The notoriety piece puzzled me some ninety years later as I would quiz my by now elderly parents regarding how Benjamin got away with his proto-Wilt Chamberlain lifestyle (well, proto-Wilt Chamberlain for an ordained priest anyway). “Why didn’t the Church catch on and bust him for having all these babies with all these women?” I bewilderedly asked. My parents maintained that the local auxiliary bishop sinverguenzas (Spanish for shameless ones) in the regional capital city of Trujillo and federal capital Lima surely knew of Benjamin’s sexual shenanigans, but systematically looked the other way.

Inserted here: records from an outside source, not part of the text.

Issue #241, opened 2021-08-24
Use Mozilla Public License, version 2.0


jgfoster:
https://www.mozilla.org/en-US/MPL/2.0/

PR #246, opened 2021-08-25
Create LICENSE

prestoncarman:
This is the MPL v2 created using the Github license picker.


jgfoster (approved):
LGTM. Once we have this merged I can update my PR to remove the PDF and then we can get the badges and other things that were in #241.

PR #253, opened 2021-08-27
Check for a drop in free space

jgfoster:
In essence, it will force us to review the change and adjust this test if we want to allow the memory use.


prestoncarman (approved):
LGTM

PR #256, opened 2021-09-05
Stop using %f for printing floats

### LINKED ISSUE #247: Replace printf() use of float variables
This requires a separate library and the instructions for setup are a bit of a burden. It would be nice if we could just convert floats to an integer and fractional portion and print them separately (see [here](https://forum.arduino.cc/t/how-do-you-convert-a-float-to-string-solved/237090/6)).

jgfoster:
Fix #247.


prestoncarman (approved):
LGTM

Issue #255, opened 2021-08-31
Add TankController library to Arduino repository


jgfoster:
It would be very nice if new users could install the TankController software from the Arduino IDE without having to go to our GitHub releases. See [here](https://github.com/arduino/library-registry/).

jgfoster:
See https://github.com/arduino/library-registry/pull/477.

jgfoster:
I think this is done!

PR #257, opened 2021-09-05
Follow Structure for Arduino Library

jgfoster:
* Use TankController instead of TankControllerLib so that name fits within suggested size limit.
* Update `library.properties` for submission to Arduino library list.


jgfoster:
Needed for #255.

jgfoster:
Partial fix for #255.

prestoncarman (approved):
Nice name clean up.

PR #260, opened 2021-09-05
Include size report with each PR

### LINKED ISSUE #139: Display program size and memory usage on PR
When the program is compiled with Arduino CLI, the compiler shares a few stats that would be nice to know about the change being requested. Specifically:

* Program size (X out of 256K)
* Memory size (X out of 8K)

jgfoster:
The arduino_ci test updates `size.txt` when it builds the sketch. Thus each commit will include the current values (if the tests are run!). You can see the new size by viewing the modified files. To ensure that the tests are run before a PR, part of the GitHub action is to update the file and see if it changes. See [here](https://github.com/jgfoster/TankController/runs/3518130868?check_suite_focus=true) for a sample failure.

Fix #139.

### DIFF
--- a/.github/workflows/Arduino-CI.yaml
+++ b/.github/workflows/Arduino-CI.yaml
@@ -19,3 +19,5 @@ jobs:
           g++ -v
           scripts/install_libraries.sh
           scripts/testAndBuild.sh
+      - name: Ensure no Git changes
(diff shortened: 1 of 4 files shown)


prestoncarman (approved):
LGTM

PR #262, opened 2021-09-15
Change Arduino Library Lint to recognize we are in the public library listing

jgfoster:
This should avoid the error we get now that the name is a duplicate. See #255.


prestoncarman (approved):
LGTM

PR #266, opened 2021-11-04
Add ramp function for pH

eucalvo:


src/Devices/PHControl.cpp
```diff
@@ -66,9 +92,16 @@ bool PHControl::isOn() {
 void PHControl::updateControl(float pH) {
   int msToBeOn;
   int nowModWindow = millis() % WINDOW_SIZE;
+  float currentTime = DateTime_TC::now().secondstime();
+  currentPHTarget =
+      rampStartingPh + ((currentTime - rampTimeStart) * (targetPh - rampStartingPh) / (rampTimeEnd - rampTimeStart));
+  // if ramp is not used
+  if (currentTime >= rampTimeEnd) {
```
jgfoster, line 99: I suggest and if-else with the condition being `currentTime < rampTimeEnd`.

src/Devices/PHControl.cpp
```diff
@@ -34,6 +35,13 @@ PHControl::PHControl() {
     targetPh = DEFAULT_PH;
     EEPROM_TC::instance()->setPH(targetPh);
   }
+  rampTimeEnd = EEPROM_TC::instance()->getRampTimeEnd();
+  if (rampTimeEnd == 0xFFFFFFFF || rampTimeEnd == 0) {
```
jgfoster, line 39: If the end is set to a valid value, then we should load the other values. This is for the use case where the device is reset during the ramp. One also might consider clearing the values if we are beyond the end time.

test/PHControlTest.cpp
```diff
@@ -169,4 +169,27 @@ unittest(disableDuringCalibration) {
...
+  delay(1800000);  // delay 30 minutes
+  tc->loop();
+  assertTrue(8.0 <= controlSolenoid->getCurrentPHTarget() && controlSolenoid->getCurrentPHTarget() <= 8.01);
+  delay(1800000);  // delay 30 minutes
+  tc->loop();
+  assertTrue(7.5 <= controlSolenoid->getCurrentPHTarget() && controlSolenoid->getCurrentPHTarget() <= 7.51);
+  delay(1800000);  // delay 30 minutes
+  tc->loop();
+  assertEqual(7, controlSolenoid->getCurrentPHTarget());
+  // ramp time no longer used after it ends
```
jgfoster, line 188: Nice tests!

jgfoster (changes requested):
See notes...

jgfoster (approved):

PR #269, opened 2021-12-03
Sine wave pH

eucalvo:


jgfoster (approved):

src/Devices/EEPROM_TC.cpp
```diff
@@ -126,6 +135,9 @@ uint32_t EEPROM_TC::getRampTimeEndTemp() {
 float EEPROM_TC::getRampStartingTemp() {
   return eepromReadFloat(RAMP_STARTING_TEMP_ADDRESS);
 }
+uint16_t EEPROM_TC::getPHSetType() {
```
prestoncarman, line 138: "Ph" or "PH"? Lets be consistent and make it always "Ph" in the function names.

src/Devices/EEPROM_TC.cpp
```diff
@@ -213,6 +234,9 @@ void EEPROM_TC::setRampTimeEndTemp(uint32_t value) {
 void EEPROM_TC::setRampStartingTemp(float value) {
   eepromWriteFloat(RAMP_STARTING_TEMP_ADDRESS, value);
 }
+void EEPROM_TC::setPHSetType(uint16_t value) {
```
prestoncarman, line 237: "Ph" or "PH"? Lets be consistent and make it always "Ph" in the function names.

src/Devices/EEPROM_TC.h
```diff
@@ -26,16 +26,20 @@ class EEPROM_TC {
...
+  uint32_t getPhSinePeriod();
+  float getPhSineAmplitude();
   uint32_t getRampTimeStartTemp();
   uint32_t getRampTimeEndTemp();
   float getRampStartingTemp();
-  float getPHDelay();            // not used
-  float getPHInterval();         // not used
-  float getPHSeriesPointer();    // not used
-  float getPHSeriesSize();       // not used
+  float getPHDelay();          // not used
```
prestoncarman, line 38: "Ph" or "PH"? Lets be consistent and make it always "Ph" in the function names. Update for the whole file.

test/MenuTest.cpp
```diff
@@ -37,6 +37,11 @@ unittest_teardown() {
   enterKey('D');
 }
 
+// 2 goes up in the menu
```
prestoncarman, line 40: I think this comment would be nice to have as a multiline comment associated with the function.

```c++
/**
 * 2 goes up in the menu
 * ...
 */
unittest(MainMenu) {
```

This should help it to show up with function documentation.

prestoncarman (changes requested):
The main question is how to deal with naming pH variables and files. I think we need to be more consistent. We seem to use "pH", "PH", and "Ph". I can see arguments for all of these, but in most cases I think that "Ph" is probably the correct answer.
Thought?

jgfoster:
The chemists and biologists use "pH" as the proper designation, but that doesn't fit very well with camelCase. So, consistency is good and Ph fits so I'd be inclined to go with that...

prestoncarman (approved):

jgfoster (approved):

PR #271, opened 2022-01-12
Fix test failures on code.cs

pianistrevor:
Fixes an error in free memory when running test suite on different location (GitHub vs code.cs)
Fixes an error where the rtc on Tank Controller was not being updated before the state was changed.


jgfoster (approved):

prestoncarman (approved):
LGTM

My parents claimed that “el Vaticano” itself would “probably” have taken some punitive action if properly apprised of Benjamin’s Priests Gone Wild routine, but back then “there was no such things as phones or faxes” to expeditiously send word back across the Atlantic Ocean to the Vatican vicars of what was happening in geographical boondocks like La Libertad. Besides, my parents added, Benjamin was not the only such rogue priest in the frontier hinterlands. Rascally minded and acting priests apparently abounded in the region at large and together they constituted an old padre network that protected its members from any sort of organized backlash for their decidedly unchaste misdeeds up and down the Andean countryside.

“Church prerogative”, my father answered when I commented to him that it still felt as if Benjamin had taken the word brazen to an absurdly comic level. Priests back then, my dad elaborated, were held in such high local esteem that they were referred to as “Doctor” at least as often as “Padre” by deferential village believers. In addition, he added, the Church at this time owned large lots of land in the countryside. Catholic clergy leveraged this land wealth in ways that helped them maintain their power and prestige. My father surmised that most likely old Benjamin supported a good number of his pious paramours with the granting of minor land grants from larger Church property lots that allowed these single mothers to maintain a measure of subsistence living for themselves and their children.

So Benjamin, who died around the year 1920, lived out a long life in La Libertad as an unchaste priest. In so doing it came to be that my dad’s grandfather Eliseo Taboada and his nine locally known half brothers and sisters sprinkled throughout different villages in La Libertad like so many cherries in a pitcher of sangria, were raised by their respective mothers without a real father’s presence in their lives. Fatherlessness was the prevailing legacy of the moment and it was into fatherlessness that Eliseo marched through the provincial childhood of his day. As future writings will show, fatherlessness was destined to be a recurrent fact of life for the next next three family generations.